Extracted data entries
##########
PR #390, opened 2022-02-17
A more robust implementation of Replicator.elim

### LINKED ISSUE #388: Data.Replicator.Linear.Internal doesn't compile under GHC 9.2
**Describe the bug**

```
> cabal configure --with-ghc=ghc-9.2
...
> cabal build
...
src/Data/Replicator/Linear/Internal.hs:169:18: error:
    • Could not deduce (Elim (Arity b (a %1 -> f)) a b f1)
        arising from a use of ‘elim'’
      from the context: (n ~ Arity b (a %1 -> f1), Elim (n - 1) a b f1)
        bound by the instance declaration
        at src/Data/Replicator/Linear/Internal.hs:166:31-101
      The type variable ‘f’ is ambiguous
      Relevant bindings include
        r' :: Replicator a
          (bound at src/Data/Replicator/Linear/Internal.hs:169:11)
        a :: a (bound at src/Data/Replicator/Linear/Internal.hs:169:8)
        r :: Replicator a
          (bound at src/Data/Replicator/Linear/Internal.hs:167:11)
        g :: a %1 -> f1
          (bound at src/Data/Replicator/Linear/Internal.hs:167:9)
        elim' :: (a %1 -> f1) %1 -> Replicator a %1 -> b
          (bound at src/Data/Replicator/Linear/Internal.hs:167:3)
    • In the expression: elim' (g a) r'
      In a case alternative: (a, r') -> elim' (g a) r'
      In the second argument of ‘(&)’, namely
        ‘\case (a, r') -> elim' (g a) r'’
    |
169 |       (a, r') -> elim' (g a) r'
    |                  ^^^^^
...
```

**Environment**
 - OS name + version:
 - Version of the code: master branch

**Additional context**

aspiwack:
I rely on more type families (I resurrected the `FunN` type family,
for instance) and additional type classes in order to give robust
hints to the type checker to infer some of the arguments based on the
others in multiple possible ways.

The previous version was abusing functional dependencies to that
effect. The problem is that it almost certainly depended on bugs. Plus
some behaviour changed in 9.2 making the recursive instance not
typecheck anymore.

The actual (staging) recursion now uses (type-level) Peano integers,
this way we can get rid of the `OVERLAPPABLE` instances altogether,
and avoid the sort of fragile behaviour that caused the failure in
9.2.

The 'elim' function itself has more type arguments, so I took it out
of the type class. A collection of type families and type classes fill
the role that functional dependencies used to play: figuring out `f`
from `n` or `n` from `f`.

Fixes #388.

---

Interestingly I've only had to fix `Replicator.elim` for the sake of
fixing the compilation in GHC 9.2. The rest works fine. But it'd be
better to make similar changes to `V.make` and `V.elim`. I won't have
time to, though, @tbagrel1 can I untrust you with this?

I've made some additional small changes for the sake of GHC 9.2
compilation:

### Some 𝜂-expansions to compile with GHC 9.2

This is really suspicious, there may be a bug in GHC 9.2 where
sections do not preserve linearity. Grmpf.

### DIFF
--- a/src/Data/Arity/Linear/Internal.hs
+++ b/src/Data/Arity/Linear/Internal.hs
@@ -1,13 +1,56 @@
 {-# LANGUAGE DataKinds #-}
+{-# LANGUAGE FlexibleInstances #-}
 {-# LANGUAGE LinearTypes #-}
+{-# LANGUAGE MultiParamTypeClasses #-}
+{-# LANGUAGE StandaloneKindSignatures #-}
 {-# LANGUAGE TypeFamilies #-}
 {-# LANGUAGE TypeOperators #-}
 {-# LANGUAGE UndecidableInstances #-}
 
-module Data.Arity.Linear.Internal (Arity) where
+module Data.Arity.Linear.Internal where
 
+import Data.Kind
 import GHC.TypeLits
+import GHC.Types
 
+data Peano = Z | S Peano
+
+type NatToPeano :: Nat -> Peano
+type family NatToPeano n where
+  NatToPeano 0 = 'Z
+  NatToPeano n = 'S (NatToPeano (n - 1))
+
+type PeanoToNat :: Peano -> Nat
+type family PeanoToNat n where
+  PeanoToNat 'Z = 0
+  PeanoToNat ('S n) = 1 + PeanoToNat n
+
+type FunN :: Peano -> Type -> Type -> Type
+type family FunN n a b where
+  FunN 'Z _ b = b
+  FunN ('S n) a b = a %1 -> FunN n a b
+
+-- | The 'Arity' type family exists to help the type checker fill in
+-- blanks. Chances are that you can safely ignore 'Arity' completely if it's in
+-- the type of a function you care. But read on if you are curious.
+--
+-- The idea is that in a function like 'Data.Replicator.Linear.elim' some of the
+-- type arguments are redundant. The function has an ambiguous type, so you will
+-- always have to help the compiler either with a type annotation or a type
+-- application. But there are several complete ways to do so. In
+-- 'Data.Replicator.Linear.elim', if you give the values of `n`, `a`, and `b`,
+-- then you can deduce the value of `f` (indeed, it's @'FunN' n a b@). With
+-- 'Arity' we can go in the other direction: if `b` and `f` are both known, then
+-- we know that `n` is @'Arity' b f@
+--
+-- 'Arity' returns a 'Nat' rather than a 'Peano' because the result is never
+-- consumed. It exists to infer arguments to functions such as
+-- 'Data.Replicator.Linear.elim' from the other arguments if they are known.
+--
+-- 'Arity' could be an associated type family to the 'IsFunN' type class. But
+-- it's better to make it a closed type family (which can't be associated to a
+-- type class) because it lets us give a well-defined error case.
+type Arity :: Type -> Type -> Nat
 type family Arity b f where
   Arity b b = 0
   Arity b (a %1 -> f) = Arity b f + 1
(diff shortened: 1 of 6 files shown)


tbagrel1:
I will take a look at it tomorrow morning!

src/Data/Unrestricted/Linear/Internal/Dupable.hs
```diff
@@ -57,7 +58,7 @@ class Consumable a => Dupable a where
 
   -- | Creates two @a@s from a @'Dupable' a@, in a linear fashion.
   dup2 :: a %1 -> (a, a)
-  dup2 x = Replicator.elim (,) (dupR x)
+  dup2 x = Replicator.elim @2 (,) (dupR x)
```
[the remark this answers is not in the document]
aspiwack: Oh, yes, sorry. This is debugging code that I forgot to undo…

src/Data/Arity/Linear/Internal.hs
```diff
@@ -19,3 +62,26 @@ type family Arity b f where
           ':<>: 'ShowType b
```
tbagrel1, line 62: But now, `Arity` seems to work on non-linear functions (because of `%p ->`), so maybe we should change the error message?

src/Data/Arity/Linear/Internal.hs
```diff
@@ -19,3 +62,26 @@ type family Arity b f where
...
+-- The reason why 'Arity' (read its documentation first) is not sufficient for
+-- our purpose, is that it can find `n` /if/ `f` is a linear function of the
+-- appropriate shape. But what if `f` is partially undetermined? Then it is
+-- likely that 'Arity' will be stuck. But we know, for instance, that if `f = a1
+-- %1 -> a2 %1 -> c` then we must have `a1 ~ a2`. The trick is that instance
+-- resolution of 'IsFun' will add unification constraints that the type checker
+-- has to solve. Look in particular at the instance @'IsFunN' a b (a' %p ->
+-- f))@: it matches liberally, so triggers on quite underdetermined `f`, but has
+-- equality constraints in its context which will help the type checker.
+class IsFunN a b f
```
##########
INSTRUCTIONS TO FOLLOW
Scan the records for the string "module". Copy each line in which it appears.

ANSWER SECTION
-module Data.Arity.Linear.Internal (Arity) where
+module Data.Arity.Linear.Internal where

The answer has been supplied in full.